Before the first exploration phase, 𝝐-Explore creates an agent to keep track of the iteration count and two NN’s: the “traversing network” and “averaging network”. The intuition for these two networks is very similar to Stochastic Weight Averaging*; the traversing network is continually optimized by SGD with nesterov momentum after each training iteration, and the averaging network is the simple average of the traversing network’s weights over each iteration.
ε-Explore utilizes a combination of dirichlet noise applied to the NN’s policy and playouts by Stockfish to generate ~600,000 labeled chess positions (one-hot policy and evaluation in centipawns) per hour on a single 16-core Threadripper CPU. The exploration phase is split into two main processes that utilize GPU and CPU independently, allowing for complete parallelization of this phase!
Dirichlet Noise (𝛼 = 0.3, 𝝐 = 0.25) and a temperature (𝜏 = 5.0) are applied to the policy of the traversing network to force the labeling of new, but potentially relevant positions. (Notice that Dirichlet Noise and temperature act as a random sampling mechanism that maintains the “idea” of the original policy distribution; thus, only a simple maximum is selected from our modified policy rather than a weighted sampling.) After a new position is achieved, it is sent off to the playout process for labeling and the greedy-epsilon process is repeated (if our new position is a terminal state, we simply reset and begin the process on a new game)! Because of the master-slave relationship between the two processes in the exploration phase, we control our exploration via the hyperparameter N, where N is the number of times we want to repeat the greedy-epsilon process.
The playout process simply takes a position from the greedy-epsilon phase and uses stockfish to simulate the rest of a game starting from the given position. The advantages of simulating the entire game from Stockfish’s perspective are: (1) the “technique” of closing out a winning position and best defense of a losing position are demonstrated, (2) complicated endgames, tactical solutions, perpetual draws, and other delayed reward signals are easily solved by stockfish’s optimized AB search (making our algorithm stable when compared to traditional RL), and (3) stockfish utilizes only a CPU, meaning this process can be run in parallel to the greedy-epsilon process and, more importantly, itself, since CPU’s are optimized for multithreading. Because of the simplicity of this process, only a single hyperparameter that controls either the depth or thinking time per position for our expert (Stockfish) needs to be tuned. Further experimentation is required to measure how the quality of the expert’s labeling affects the success of the algorithm; for now, Stockfish will think for 100ms for each position. At this thinking time, we are able to label ~600,000 positions per hour with a 16-core CPU.
Before explaining the training phase, I will present the logic for our “traversing” and “averaging” networks.

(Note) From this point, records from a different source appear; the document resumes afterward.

PR #730, opened 2024-03-22
really drop python<3.7 support

kloczek:
Already in pyproject.toml is set support for python>=3.8 however still is used oler syntax.
Filet all python code over `pyupgrade --py3.8-plus`.


willkg:
We can't change vendored files. If you want to change vendored files (everything in `bleach/_vendor/`), please do it upstream.

kloczek:
Hmm .. but why at all `html5lib` is vendored? 🤔

PR #735, opened 2024-08-02
Add support for some additonal TLDs at linkifier.py

NannoSilver:
Add support for some additional top level domains picked from [https://en.wikipedia.org/wiki/List_of_Internet_top-level_domains](https://en.wikipedia.org/wiki/List_of_Internet_top-level_domains)


willkg:
This project is deprecated. You can pass in a tlds list to `build_url_re` to solve your immediate need. We're not accepting changes like this anymore. Sorry!

PR #978, opened 2019-10-07
Add loglinkconverter plugin

bpowell65536:
When tests are run on a continuous integration system, this plugin converts the local filesystem links to log files given in the test session summary into web links into the artifact store for the job which ran the tests. As a result, the test summary sections for each failing test will contain a clickable link to the log file
for that test, making it easier to quickly diagnose a failing test.

PR #1003, opened 2019-12-24
Introduce end-of-line normalization

ayalash:
PR https://github.com/getslash/slash/pull/978 Added windows newline (`\n\r`) while the rest of the repository uses unix newline (`\n`).

I think we should normalized the repository to use only one of them.


ayalash:
@vmalloc What do you think?
If you agree with it, please merge.

PR #1024, opened 2020-06-17
1023: Support test filtering when tests are explicitly specified

yaelmi3:


slash/loader.py
```diff
@@ -154,6 +154,8 @@ def _iter_test_address(self, address):
                 if not self._address_in_file_matches(address_in_file, test):
                     continue
             matched = True
+            if self._is_excluded(test):
```
vmalloc, line 157: @yaelmi3 Isn't there a possibility that a test won't be excluded but one of its parametrizations will be? I think we used this capability in the past.

If I understand correctly this change will cause such tests to be run when they previously shouldn't have

yaelmi3: @vmalloc : Could you please elaborate, not sure I understand what I'm missing here.
In case we'd like to filter out one of test's params using "-k", it would behave in the following manner with this change:
```
@slash.tag("bla")
@slash.parameters.iterate(bla=[1, 2])
def test_bla1(bla):
    print(bla)


def test_bla2():
    pass
```
```
slash run tests/test_bla.py:test_bla1 tests/test_bla.py:test_bla2 -k "bla=1"
1 tests collected
tests/test_kaka.py:test_bla1(bla=1)
.  PASS
```

Whilst before it ended with :
```
slash run tests/test_kaka.py:test_bla1 tests/test_kaka.py:test_bla2 -k "bla=1"
ERROR: Cannot find test(s) for 'tests/test_kaka.py:test_bla2'
```

But that's not necessarily a bad thing IMO, since it was inconsistent with:
```
slash run tests/test_bla.py -k "bla=1" 
1 tests collected
 tests/test_bla.py:test_bla1(bla=1)
.  PASS
```
Or are you referring to `@slash.exclude`? From what I see this is enforced later in the runner (https://github.com/getslash/slash/blob/develop/slash/runner.py#L151)

vmalloc: Oh ok - as long as the filter you wrote works as expected I guess it's ok

vmalloc:
Thanks!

𝝐-Explore attempts to provide an approximation to a solution for a problem we will refer to as: 𝞱-Optimum. 𝞱-Optimum interprets the weights of our traversing network at iteration i, 𝞱i , as samples from a connected, low-loss region in the weight space. Our assumption that there exists such a region that is both low-loss and connected, comes from the intuition that over-parameterization and l2-regularization create an error-surface that satisfy these conditions because (1) the millions of dimensions in the weight-space (resulting from over-parameterization) empirically create connected regions of low-loss *(SWA paper) and (2) the spring-force from l2-regularization compels SGD to stay in the same low-loss region, despite the introduction of brand-new training data, after each iteration. The problem part of 𝞱-Optimum is: how do we arithmetically manipulate 𝞱1 , 𝞱2 , …, 𝞱n (where n is our iteration number), so that we achieve a 𝞱-Optimum, the point of lowest loss in the connected, low-loss region we are sampling from? 𝝐-Explore argues that the simple mean of the “traversing” network’s weights will be a good estimator of 𝞱-Optimum since the mid-point of points of low-loss (resulting from SGD) tend to be better at generalizing, hence the use of an “averaging” network. (This post does not explore better solutions to 𝞱-Optimum, though there clearly are. For example, elastic weight consolidation between iterations would sample from a smaller, low-loss region that isn’t arbitrarily constrained by l2-regularization, but rather the Fisher Information Matrix.)
The training phase is split into two sections: a simple supervised learning step where we handle the “traversing” network (TN), and a stochastic averaging step where we handle the “averaging” network (AN). This phase has a lot of room for improvement, for there are several hyperparameters I did not experiment with out of time constraint. Those hyperparameters being: batch-size, learning rate, l2-regularization constant, resnet architecture (depth and width), and epochs (before SWA).
Supervised Learning Step
After gathering our data from the exploration phase, we simply interpret the entirety of the data as a test set. (In our first training phase, we create a validation set that is the last 2% of the data. This validation set remains the same for the entirety of the algorithm so that we can monitor catastrophic forgetting.) The learning rate for each supervised learning step follows a cosine-annealing schedule*. After SGD with nesterov momentum, the traversing network is optimized using SWA with 25, 1-epoch training cycles with a constant learning rate. (A constant learning rate is used over a cyclical one to keep the assumption that the TN will stay in the same low-loss region.) We test the TN loss after fixing the batch normalization layers post-SWA.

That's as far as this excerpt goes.